── RECORDS SHOWN

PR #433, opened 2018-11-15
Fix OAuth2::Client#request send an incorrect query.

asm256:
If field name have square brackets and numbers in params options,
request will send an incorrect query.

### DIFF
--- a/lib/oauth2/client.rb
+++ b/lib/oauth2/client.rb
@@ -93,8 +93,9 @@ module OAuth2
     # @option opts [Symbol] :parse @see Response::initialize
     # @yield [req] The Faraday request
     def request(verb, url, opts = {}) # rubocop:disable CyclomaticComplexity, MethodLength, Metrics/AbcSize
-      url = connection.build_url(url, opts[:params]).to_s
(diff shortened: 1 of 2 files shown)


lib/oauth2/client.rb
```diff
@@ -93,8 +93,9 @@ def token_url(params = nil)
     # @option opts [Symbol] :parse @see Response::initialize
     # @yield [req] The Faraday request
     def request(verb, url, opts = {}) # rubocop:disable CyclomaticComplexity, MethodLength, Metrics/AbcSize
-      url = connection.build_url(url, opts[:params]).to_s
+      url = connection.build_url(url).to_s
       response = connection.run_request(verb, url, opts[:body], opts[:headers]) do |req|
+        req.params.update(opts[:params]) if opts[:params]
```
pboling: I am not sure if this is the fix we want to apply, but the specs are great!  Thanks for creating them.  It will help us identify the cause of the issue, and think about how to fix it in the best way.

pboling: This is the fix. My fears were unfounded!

────
── RECORDS SHOWN

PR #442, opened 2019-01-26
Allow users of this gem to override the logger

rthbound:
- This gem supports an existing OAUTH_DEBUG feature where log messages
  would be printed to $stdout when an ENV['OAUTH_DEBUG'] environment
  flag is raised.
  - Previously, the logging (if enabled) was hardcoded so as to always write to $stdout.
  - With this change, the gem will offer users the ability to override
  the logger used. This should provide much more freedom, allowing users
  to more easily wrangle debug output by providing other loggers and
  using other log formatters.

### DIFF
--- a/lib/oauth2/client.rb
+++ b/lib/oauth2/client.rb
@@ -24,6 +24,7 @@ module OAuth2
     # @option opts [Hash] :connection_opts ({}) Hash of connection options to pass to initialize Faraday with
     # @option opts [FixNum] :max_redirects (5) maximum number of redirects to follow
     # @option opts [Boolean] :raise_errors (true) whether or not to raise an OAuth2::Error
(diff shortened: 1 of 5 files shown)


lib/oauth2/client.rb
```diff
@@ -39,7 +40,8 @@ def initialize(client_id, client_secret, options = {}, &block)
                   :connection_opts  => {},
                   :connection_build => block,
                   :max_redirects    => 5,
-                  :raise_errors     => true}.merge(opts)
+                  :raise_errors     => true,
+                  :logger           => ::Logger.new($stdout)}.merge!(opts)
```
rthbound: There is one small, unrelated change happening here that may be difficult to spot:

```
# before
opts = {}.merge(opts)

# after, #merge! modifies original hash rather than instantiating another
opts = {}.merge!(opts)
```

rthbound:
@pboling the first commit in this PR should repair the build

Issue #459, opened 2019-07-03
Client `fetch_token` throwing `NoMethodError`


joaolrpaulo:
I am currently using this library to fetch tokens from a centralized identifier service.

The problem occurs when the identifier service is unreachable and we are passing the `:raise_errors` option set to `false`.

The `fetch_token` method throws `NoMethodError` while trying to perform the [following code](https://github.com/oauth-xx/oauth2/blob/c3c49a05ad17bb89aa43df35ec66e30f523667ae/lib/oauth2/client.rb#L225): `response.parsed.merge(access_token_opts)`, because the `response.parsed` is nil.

────

> **YOUR OBJECTIVE**: Above are the records. Print exactly, and only, the lines from the line with "PR #433, opened 2018-11-15" to the line with "-93,8 +93,9 @@ module OAuth2", both inclusive.

> **ANSWER FOR THIS EXERCISE**:
PR #433, opened 2018-11-15
Fix OAuth2::Client#request send an incorrect query.

asm256:
If field name have square brackets and numbers in params options,
request will send an incorrect query.

### DIFF
--- a/lib/oauth2/client.rb
+++ b/lib/oauth2/client.rb
@@ -93,8 +93,9 @@ module OAuth2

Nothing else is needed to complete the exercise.